PR #7526, opened 2017-07-03
Add "overwrite" record conflict strategy

luigidellaquila:
This conflict strategy just overwrites the record with latest value provided regardless of the version number. The version number is updated at the max value between the newly provided and the existing

### DIFF
--- a/core/src/main/java/com/orientechnologies/orient/core/conflict/OOverwriteConflictStrategy.java
+++ b/core/src/main/java/com/orientechnologies/orient/core/conflict/OOverwriteConflictStrategy.java
@@ -1,0 +1,48 @@
+/*
+ *
+ *  *  Copyright 2014 Orient Technologies LTD (info(at)orientechnologies.com)
+ *  *
+ *  *  Licensed under the Apache License, Version 2.0 (the "License");
+ *  *  you may not use this file except in compliance with the License.
+ *  *  You may obtain a copy of the License at
+ *  *
+ *  *       http://www.apache.org/licenses/LICENSE-2.0
+ *  *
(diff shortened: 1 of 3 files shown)


luigidellaquila:
@lvca my only concern here is on how it works in a distributed environment.
Are the changes on a single record supposed to arrive in the same order on all the nodes?
Is the conflict resolved separately on each node?

Thanks

Luigi

lvca:
Changes on the same record, on the same server, will arrive with the original order to all the other servers. And each node executes the conflict strategy.

In case 1 edge is added on 2 servers at the same time, since on distributed there is not TreeRidBag, one of this edge would be lost. It's much better to use the existent MERGE strategy, where at least, vertices would be merged.

So I think this could be very dangerous for the end user.

luigidellaquila:
mmm... good point...

luigidellaquila:
Ok, we have two alternatives here IMHO:

- drop the PR

- allow it only on non-graph clusters, but it will imply some additional checks on the schema manipulation AND on the ALTER CLUSTER logics

WDYT?

Luigi

dalegarv:
Hi Luigi,

  If making it a built in strategy increases the risk of a customer having bad data, then I have no problem with the PR being dropped.  In our use case we’re only going to use the strategy on a specific generic class used for health checks, and it’s fine if we need to create a custom strategy to do that.  Thank you for the time you spent considering this and creating the PR.

S. Dale Garvey
Principal Architect - Applications
Portal Integration Development
770.360.2071 (External)
445-2071 (Internal)

luigidellaquila:
Ok, I'm closing this PR then

Thanks

Luigi

PR #7542, opened 2017-07-11
Add new interface ODatabaseSession that describe the correct name for…

tglman:
… the session


laa:
So now that is a session, cool!

PR #7563, opened 2017-07-17
Fixed database backup directory handling.

ataylor284:
When orientdb in distributed mode transfers a database from another node, it backs up the old copy. If the backup/databases exists, it is deleted. In the original code, the directory is not recreated after clearing, causing an error on when the old database is backed up with renameTo. In addition, the it was erroneously testing the condition on backupdirectory without the database directory prepended.

This fix correctly removes the old backup if it exists, and recreates the backup/databases if needed in all cases. Additionally for better diagnositics, replaced File.renameTo with Files.move to generate exception on failure instead of testing boolean return value.


lvca:
Managed in pretty much the same way: https://github.com/orientechnologies/orientdb/commit/84594bac4992b671acc546e096662ed93e2fe3bd.

Issue #7539, opened 2017-07-10
Error on restore of cluster from file during replace cluster


tglman:
## Steps to reproduce  
Run distributed test TestShardingManualSync

taburet:
This specific issue if fixed. But in general cluster replication is broken, the only file being replicated is *.pcl; *.cpm and related index files are ignored. See OSyncClusterTask#execute for details.

tglman:
hi,

this is all fixed now. closing.

PR #7570, opened 2017-07-19
Error on restore of cluster from file during replace cluster #7539

taburet:


taburet:
Test case added.

laa:
@taburet thank you very much, good as usual

Issue #5931, opened 2016-04-04
Use an atomic rename for the backup file, instead of just opening and writing


obi1kenobi:
I'm running OrientDB 2.1.9 configured with the backup plugin. I noticed that when backing up, the database simply opens its intended backup file and keeps writing data to it until finished. This is bad because it would leave the backup file corrupted in the event of a database crash mid-backup, but I wouldn't be able to notice since the file exists in its expected location.

A suggested solution is to do what other databases do -- write the backup to a separate file, say `<intended_backup_filename>.tmp` and when done writing the file, perform an _atomic rename_ operation to change the name of the file from the `.tmp` one to the final filename.

This is a non-breaking change, since externally the behavior will be the same -- the backup file will have the same name and be in the same location. However, we will be guaranteed that any `.zip` files in the backup directory are valid backups and not corrupted.

obi1kenobi:
Is there a planned milestone for this?

laa:
That is enhancement so I put it in 3.0 version

taburet:
Implemented, closing.

obi1kenobi:
The code in the linked diff doesn't actually perform an atomic rename operation -- the `ATOMIC_MOVE` option isn't set in the `Files.move()` method: https://docs.oracle.com/javase/7/docs/api/java/nio/file/Files.html#move(java.nio.file.Path,%20java.nio.file.Path,%20java.nio.file.CopyOption...)

taburet:
@obi1kenobi thank you for the observation, reopening. Usually, if the file system supports atomic renames, regular renames are also atomic. Anyway, for the sake of strictness I will pass `ATOMIC_MOVE` and then fallback to regular move if the move can't be done atomically. WDYT?

taburet:
`ATOMIC_MOVE` is now used to move files, closing.

obi1kenobi:
Looks great, thank you! It might also be good to log an error to inform the user that atomic moves are not supported by their system -- I definitely would like to know if that were the case for my database.

taburet:
@obi1kenobi ok, I will add a warning to the log.

taburet:
Warning added: https://github.com/orientechnologies/orientdb/commit/2c5c1e3504dce38721741792dff8fc39d61a2ae1

obi1kenobi:
Looks great, thank you!

PR #7590, opened 2017-07-27
Use an atomic rename for the backup file, instead of just opening and writing #5931

taburet:


core/src/main/java/com/orientechnologies/orient/core/db/tool/ODatabaseExport.java
```diff
@@ -69,11 +73,22 @@ public ODatabaseExport(final ODatabaseDocumentInternal iDatabase, final String i
...
     if (f.exists())
+      //noinspection ResultOfMethodCallIgnored
       f.delete();
 
-    final GZIPOutputStream gzipOS = new GZIPOutputStream(new FileOutputStream(fileName), compressionBuffer) {
+    this.tempFileName = fileName + ".tmp";
+    final File tempFile = new File(tempFileName);
+    if (tempFile.getParentFile() != null)
+      //noinspection ResultOfMethodCallIgnored
+      tempFile.getParentFile().mkdirs();
```
laa: That is 3.0 version which supports all features of Java 8 API. Could you use new file API to create and remove directories and files? This will allow us to produce meaningful exceptions if the creation of directory is failed for some reason.

core/src/main/java/com/orientechnologies/orient/core/db/tool/ODatabaseExport.java
```diff
@@ -69,11 +73,22 @@ public ODatabaseExport(final ODatabaseDocumentInternal iDatabase, final String i
...
+    if (tempFile.exists())
+      //noinspection ResultOfMethodCallIgnored
+      tempFile.delete();
```
laa: The same as above

core/src/main/java/com/orientechnologies/orient/core/db/tool/ODatabaseExport.java
```diff
@@ -69,11 +73,22 @@ public ODatabaseExport(final ODatabaseDocumentInternal iDatabase, final String i
     }
     final File f = new File(fileName);
     if (f.getParentFile() != null)
+      //noinspection ResultOfMethodCallIgnored
       f.getParentFile().mkdirs();
     if (f.exists())
+      //noinspection ResultOfMethodCallIgnored
       f.delete();
```
laa: I suppose would be good to put warning here,  I do not think that tmp file may contain important information but would be better for user if he would be aware if something is removed.

server/src/main/java/com/orientechnologies/orient/server/handler/OAutomaticBackup.java
```diff
@@ -346,7 +348,9 @@ protected void incrementalBackupDatabase(final String dbURL, String iPath, final
   protected void fullBackupDatabase(final String dbURL, final String iPath, final ODatabaseDocumentInternal db) throws IOException {
     OLogManager.instance().info(this, "AutomaticBackup: executing full backup of database '%s' to %s", dbURL, iPath);
 
-    final FileOutputStream fileOutputStream = new FileOutputStream(iPath);
+    final String tempPath = iPath + ".tmp";
+
+    final FileOutputStream fileOutputStream = new FileOutputStream(tempPath);
```
laa: Why do we not check here the presence of temp file on the file system?

core/src/main/java/com/orientechnologies/orient/core/db/tool/ODatabaseExport.java
taburet: fixed

core/src/main/java/com/orientechnologies/orient/core/db/tool/ODatabaseExport.java
taburet: fixed

core/src/main/java/com/orientechnologies/orient/core/db/tool/ODatabaseExport.java
taburet: fixed

server/src/main/java/com/orientechnologies/orient/server/handler/OAutomaticBackup.java
taburet: fixed, hope it will not conflict with the old behaviour

PR #7714, opened 2017-09-04
Use soft references in SQL SELECT result set

luigidellaquila:


core/src/main/java/com/orientechnologies/orient/core/sql/SoftQueryResultList.java
```diff
@@ -0,0 +1,361 @@
...
+  @Override
+  public boolean isEmpty() {
+    return buffer.isEmpty();
+  }
+
+  @Override
+  public boolean contains(Object o) {
+    for (SoftReference<T> ref : buffer) {
+      T item = getItem(ref);
+      if (item != null) {
```
lvca: At this point item is always == null

core/src/main/java/com/orientechnologies/orient/core/sql/SoftQueryResultList.java
```diff
@@ -0,0 +1,361 @@
...
+        return true;
+      }
+    }
+    return false;
+  }
+
+  @Override
+  public boolean containsAll(Collection<?> c) {
+    for (Object o : c) {
+      if (!contains(c)) {
```
lvca: Bug, it should be `contains(o)`

laa:
Hi @luigidellaquila , honestly speaking I suppose we can improve your solution a lot by taking into account some assumptions. 

1.  Most of the queries may be satisfied by fetching not more than 100 items.
2. Soft referneces provide overhead on GC because it has to resolve how strong is patch to each object during collection.
3. We should detect "OOM" situation as early as possible.

So I propose you:

1. Make a mix of collections of soft referneces. We can collect first 100 items using strong referecnes and the rest using soft references it will decrease overhad on GC in dunno 80-85% of cases if not in 90%, also from users perspective it completely normal if it loads more than 100 items server becomes a litle slower.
* * * * *
Exercise details: Read through the records above and copy the lines that contain "protected".

Solution to this problem:
@@ -346,7 +348,9 @@ protected void incrementalBackupDatabase(final String dbURL, String iPath, final
   protected void fullBackupDatabase(final String dbURL, final String iPath, final ODatabaseDocumentInternal db) throws IOException {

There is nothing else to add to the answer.